I always had defenders, even if they were sometimes hard to hear over the shouts of people suggesting I kill myself.
But it was hard to take any of them seriously until I had Maya’s forgiveness. And I never take that for granted.
You too , I send back.
The texts from her are a welcome reminder to get over myself. I’ve been fortunate in too many ways, supported by too many people, to sit around moping.
I remember something that a career counselor said to me at some point during my postscandal purgatory.
He advised me to start my job search not with titles or industries but instead with my values.
To think about what I liked and wanted generally before I got too specific.
So I open a new Google Doc and start a new list: Things I Like .

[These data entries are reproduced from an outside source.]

PR #1639, opened 2019-03-16
Logic_LevelTranslator: Add TI SN74AVC8T245PW

zonque:
This part is a classic 8-Bit dual-supply bus transceiver.

The datasheet is here:

  https://www.ti.com/lit/ds/symlink/sn74avc8t245.pdf


zonque:
image

myfreescalewebpage:

- [ ] The name of the part is not enough, you should specify which part you are drawing. If you want to add VQFN, TSSOP and TVSOP, you should submit three symbols (in the same pull request it's great)
- [ ] Footprint is missing, footprint filter should also be filled, according to previous comment
- [ ] Keywords are not correctly spelled
- [ ] Description should end with the package name, for example `, TSSOP-24`if you choose the TSSOP version, etc.
- [ ] Pins length should be 100mil (symbol < 100pins)
- [ ] GND pins should be stacked (meaning all at the same place, first pin Power Input visible, other pins Passive invisible)
- [ ] You should finally center the symbol (see also travis results which is very nice to get something more consistent with the library)

Cheers,
Joel

zonque:
Thanks a lot for this review, much appreciated!

I addressed all of your points, with the exception of the footprint. For the PWR variant, `Package_SO:TSSOP-24_4.4x7.8mm_P0.65mm` fits very well.

The symbol now looks like this:

image

myfreescalewebpage:
Thanks @zonque for the job here. Some new comments:

- [ ] For the TSSOP version, the name should be `SN74AVC8T245PW` to cover all TSSOP-24 packages
- [ ] You are vioalting KLC S5.2 (see travis log), footprint filter should be `TSSOP*4.4x7.8mm*P0.65mm*` for this symbol

Else, seems great!

Joel

zonque:
Thanks again. Both issues have been addressed now.

myfreescalewebpage:
@zonque only the SN74AVC8T245PW device is expected, you should remove SN74AVC8T245PWR, see git diff at https://github.com/KiCad/kicad-symbols/pull/1639/files

zonque:
That's strange, I merely renamed the symbol. Thanks for noting, removed now.

myfreescalewebpage:
No worries, thanks for the update. Merging.

PR #1640, opened 2019-03-16
Timer_PLL: add Cirrus CS2000-CP

zonque:
Components such as the CS2000-CP don't seem to have a good place to live
yet. Hence, create a new library called 'Clock' for this.


myfreescalewebpage:
Hello @zonque thanks for this contribution. I think library Timer is okay for this part.
Two additional requirements we have: dcm file should be submitted two for this PR, and please can you complete the description according to the template, with screenshot, link to datasheet etc. That's really help us when performing a review and speed up the process.
Thanks,
Joel

zonque:
Thanks! Right, the Timer library seems okay for it, moved it there. Here's a screenshot of the symbol in the editor:

image

zonque:
`nCS` was changed into `~CS` now:

image

zonque:
`nCS` was changed to `~CS` now, and the `GND` is now of type "Power Input":

image

myfreescalewebpage:
Thanks, for what I see now, the symbol is not bad but to big, should be reduced, you have plenty of blank space everywhere. Also, we usually put input on the left and output on the right.
You can have a look to the MCP7940N-xMS for an example.

zonque:
Alright, thanks again. Made the symbol a bit more compact now, but I still have one input pin on the right side. It feels wrong to rip the logical groups apart. What do you think?

image

zonque:
Moved the symbol to `Timer_PLL` now, as this is where other N-fractional PLL devices live.

myfreescalewebpage:

- [ ] Description should ends with the package name, add `, MSOP-10` at the end
- [ ] The footprint filter should be `MSOP*3x3mm*P0.5mm*`
- [ ] XTO type is Output
- [ ] SCL/CCLK type is Input
- [ ] SDA/CDIN type is Bidirectional
- [ ] I suggest the position of the pins should follow the example page 6 of the datasheet.

Cheers,
Joel

zonque:
Right, that's much nicer. This is how it looks like now:

image

There's more space now inside the symbol, but I can't see how that could be improved unless the power pins are not put on the 0-axis.

myfreescalewebpage:
@zonque that's ok for me like that, thanks, merging!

This is somewhere between working and relaxing, I tell myself as I type out phrases like Talking to people and Making connections and Having a flexible schedule .
It almost feels stupid. Who doesn’t like that stuff?
But as my fingers move, my brain calms, and the thoughts come faster and clearer.
Finding meaning in what I do. Forming real relationships.
Working with vulnerable people. Learning on the job.
By the time I have to leave to meet Willa, I have a messy, incomplete, and imperfect rundown of what matters to me. It’s not as much as I want, but at least it’s a start.